I will not even begin to explain what it all means, but I can assure you it is fascinating.
I learn something new every time he comes in. More importantly, the students see
that a "real person" understands this stuff and views it as practical useful knowledge. I allow the students to discuss waves with the music teacher for as long
as interest stays active.
For homework I give some application problems from the book and ask the students to
determine the amplitude, frequency and shifts (if any) for the situations. I do
not ask them to work the problem out, just look for the parameters.
Day 3
We start day three with a pendulum problem. I have taken this lesson from Laura Clarke's
article Getting into the "Swing" of Functions
in the February 1997 Mathematics Teacher
(page 102). It is a very neat experiment where the light probe for the CBL is outfitted
with a heavy ball to make it swing like a pendulum. This unit is then suspended
over a light source (I use an overhead with the projection arm folded down) that
has been covered in an acetate screen with graduated shading. As the pendulum swings
back and forth across the shaded light source it produces a very nice wave. There
is enough material in the article to last several days and cover all aspects of functions,
not just sinusoids, but I only use a limited part. (I have loaded the programs from
page 106 on my calculator and I could try to send them to you if you have Mathlink.
No guaranties....)
When the students enter I will have the overhead set up with the light probe pendulum
on the overhead using screen #1 on page 107. I will asked them what they think
I intend to do. After they have figured it out I asked why they think I need the
acetate sheet and what type of effect it will have......they generally say they don't have
a clue, but guess it will be a sinusoid.
So we talk a little about how waves can model situations that do not look like waves
at all, the pendulum just goes back and forth, but looks like a wave when graphed.
We discuss input and output, domain, range, horizontal and vertical axes, etc....until I think they are convinced that the data will in fact look like a wave. Then we
try swinging the pendulum to see if we get is what we thought we should.

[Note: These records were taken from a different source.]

PR #511, opened 2026-07-06
Add put xml line to molpro input builder.

cgbriggs99:
## Description

After a certain version, MolPro reduced the amount of output in their XML dump. The way to get the old style back is to add a line containing `{put,xml}` at the point where you want it to put its information. It is currently set to put it at the end. This will hopefully capture the last energy calculation and optional gradients.

## Changelog description

Updated MolPro XML output to take the new default dump level into consideration.

## Status

- [x] Code base linted
- [x] Ready to go


cgbriggs99:
Ready for review.

PR #513, opened 2026-07-29
Add a Jaguar harness

TyBalduf:
## Description
Add a Jaguar harness that can implements the standard `energy`, `gradient`, and `hessian` drivers. The harness is registered in both the standard suite and the alignment tests. The harness relies on the Schrodinger Suite tools, namely `JaguarInput` (for generating an input file from a qcschema) and `JaguarOutput` (for parsing properties from the output, to generate an  `AtomicResult`).

Incidentally, I also sped up the testing utility `is_program_new_enough`, which previously searched the PATH for all registered programs, even though it just needs to check if the specific program is installed/compatible.

## Changelog description
Add a harness for running Schrodinger's Jaguar QM program

## Status

- [x] Code base linted
- [x] Ready to go
- [x] Jaguar related tests pass for me locally with my Schrodinger suite installation


qcengine/programs/tests/test_standard_suite.py
```diff
@@ -199,16 +205,19 @@ def test_hf_energy_module(inp, dertype, basis, subjects, clsd_open_pmols, reques
...
         pytest.param({"call": "nwchem", "reference": "uhf",  "fcae": "ae", "keywords": {"scf__uhf": True, "scf__thresh": 1.e-6},                                             }, id="hf  uhf ae: nwchem",     marks=using("nwchem")),
         pytest.param({"call": "psi4",   "reference": "uhf",  "fcae": "ae", "keywords": {"reference": "uhf", "scf_type": "pk"},                                               }, id="hf  uhf ae: psi4",       marks=using("psi4")),
 
         pytest.param({"call": "cfour",  "reference": "rohf", "fcae": "ae", "keywords": {"reference": "rohf", "scf_conv": 12},                                                }, id="hf rohf ae: cfour",      marks=using("cfour")),
         pytest.param({"call": "gamess", "reference": "rohf", "fcae": "ae", "keywords": {"contrl__scftyp": "rohf"},                                                           }, id="hf rohf ae: gamess",     marks=using("gamess")),
+        pytest.param({"call": "jaguar", "reference": "rohf", "fcae": "ae", "keywords": {"dconv": 1.e-8, "econv": 1.e-9, "iuhf": 0, "nops": 1},                                                               }, id="hf rohf ae: jaguar",     marks=using("jaguar")),
```
loriab, line 220: Are this (and the third change up) for rohf getting the same keywords as uhf?

loriab:
Dont' worry about those CI errors. Pyberny did a new release that newly rejects unfamiliar keywords. I've fixed it in #512

qcengine/programs/jaguar.py
```diff
@@ -0,0 +1,544 @@
...
+        the module that supplies the product version.
+
+        Returns
+        -------
+        str
+            A PEP 440-compatible Jaguar version such as ``13.4.39``.
+        """
+        self.found(raise_error=True)
+
+        module_path = which_import("schrodinger.infra.mm")
```
loriab, line 83: If this `which_import` gives you trouble (or poor error messages), try https://github.com/MolSSI/QCEngine/blob/master/qcengine/programs/openmm.py#L131-L133 for nested import.

qcengine/programs/tests/test_standard_suite.py
```diff
@@ -81,6 +81,7 @@ def _trans_key(qc, bas, key):
             return {
                 "cfour": ("pvdz", {}),
                 "gamess": ("ccd", {"contrl__ispher": 1}),
+                "jaguar": (bas, {}),
```
loriab, line 84: This is looking really nice, thank you! I'm still reading through, but I thought I'd post a couple comments and some possible next test files to integrate with. 
- https://github.com/MolSSI/QCEngine/blob/master/qcengine/programs/tests/test_standard_suite_hf.py
- https://github.com/MolSSI/QCEngine/blob/master/qcengine/tests/test_harness_canonical.py
- https://github.com/MolSSI/QCEngine/blob/master/qcengine/programs/tests/test_canonical_fields.py
- https://github.com/MolSSI/QCEngine/blob/master/qcengine/programs/tests/test_canonical_config.py (some might not be applicable)

qcengine/programs/tests/test_standard_suite.py
TyBalduf: Our `iuhf` keyword has the interpretation:
* `iuhf=0`: Do a restricted spin calculation 
* `iuhf=1`: Do an unrestricted spin calculation
* `iuhf=2`: (the default) do a restricted spin calculation for singlets, unrestricted for any other multiplicity.

So the `iuhf=0` here just enforces running ROHF, rather than it defaulting to UHF (assuming multiplicity>1). If the test examples are just singlets, it will just do RHF.

loriab (approved):
very nice, thank you!

I'm going to update the branch, as I think those CI errors should be fixed by the recent release.

PR #520, opened 2026-08-17
add Orb universal machine learned force field harness

jacob-votava:
## Description

I've added a harness for [orb-models](https://github.com/orbital-materials/orb-models). It is based on the previously implemented AIMNET2 harness. It supports `energy` and `gradient` drivers, same as AIMNET2. Three main things are different from the AIMNET2 implementation.

- **Force output keys differ between orb's two model types.** AIMNET2 only has one mode
  (forces by autograd on the energy). For Orb direct models return a
  `forces` key while conservative models return `grad_forces` since Orb has both direct and conservative models. The harness reads the key name off the model rather than hardcoding it, so both families of models go through the same code path.
- **The omol models need both charge and multiplicity for the input** AIMNET2 passes charge but never needs
  multiplicity whereas Orb's omol models need both charge and spin multiplicity. Orb requires both on `atoms.info` and will throw an error if either is missing.
- **The device is selectable for orb models** AIMNET2 hardcodes cpu but in Orb a `device` keyword chooses cpu/cuda and defaults to cuda when available. The tests pin `"cpu"` so reference values don't depend on the runner.

### Verification

- Tests are the same as AIMNET2 with hardcoded water energies/gradients so a dropped unit conversion or flipped sign fails CI, which was checked by introducing both bugs.
- As a final check I ran geometry optimizations on some caffeine conformers. I generated 4 ETKDG
  starting conformers and ran a geometry optimization with 3 models (orb direct, orb conservative and AIMNET2) and every run converged.

Convergence plot, inset is one of the rendered minima, done using OVITO the marker is the last step above each run's converged energy which is off scale.

*Convergence plot, inset is a render of one of the minima done using OVITO, the marker is the last step above each run's converged energy which is off scale.

## Changelog description

ORB - Added harness for orb-models universal ML interatomic potentials.

## Status

- [x] Code base linted
- [x] Ready to go

### DIFF
--- a/.github/workflows/CI.yml
+++ b/.github/workflows/CI.yml
@@ -159,6 +159,13 @@ jobs:
             runs-on: ubuntu-latest
             pytest: ""
 
+          # 3.12 only: orb pins dm-tree==0.1.8, which has no wheel beyond cp312
+          - conda-env: orb
+            python-version: "3.12"
+            label: ORB
+            runs-on: ubuntu-latest
+            pytest: ""
+
           #- conda-env: opt-disp-cf
           #  python-version: 3.12
           #  label: QCSk-next
--- a/devtools/conda-envs/orb.yaml
+++ b/devtools/conda-envs/orb.yaml
@@ -1,0 +1,27 @@
+name: test
+channels:
+  - conda-forge
+dependencies:
+    # keep the scientific stack on the pip side: conda's llvm-openmp and the libomp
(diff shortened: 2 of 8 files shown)


jacob-votava:
If there's any interest I wanted to use UMA for related work as well, so if this is reviewed/merged I'd like to contribute a FAIRChem harness in the future.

We take
several data sets and compare and contrast them. I put an acetate sheet over the
LCD panel and trace each graph with an overhead pen. We can then put three or four of them
on the screen together after we remove the LCD panel.
The discussion that ensues is always lively and full of questions, conjectures (some
correct, some not) and insights. If time permits I will bring out shaded sheet
#4 from page 107 and see if they can anticipate what the data might look like jumping
from black to white rather than having a gradual transition as with the first sheet.
To end class I ask if there were any problems with the previous night's homework.
Generally the fact that some of the problems did not involve a motion that the students
perceived as a "wave" gave some of them trouble when looking for amplitude and shifts. Hopefully by opening with the pendulum problem they will realize when they go
to ask their question that they can now answer it themselves. I love to see the
students experience the power of gaining knowledge and knowing it!
For homework I have them finish the problem they had started the night before.
After the three day workshop I can refer back whenever needed to one of the three
experiments to make a point, help clarify a question, focus the discussion or stimulate
ideas. Some teachers may feel that the three days are a waste of direct instruction
time, but I think what the students gain in three days is worth a month of my lectures,
extra help sessions and one-on-one experiments. Yes the room is noisy, and yes some
students will not be as attentive as we might want, but they all go away with a much better sense of what harmonic motion is, why it is such a good modeling tool and
why it might just be worth studying.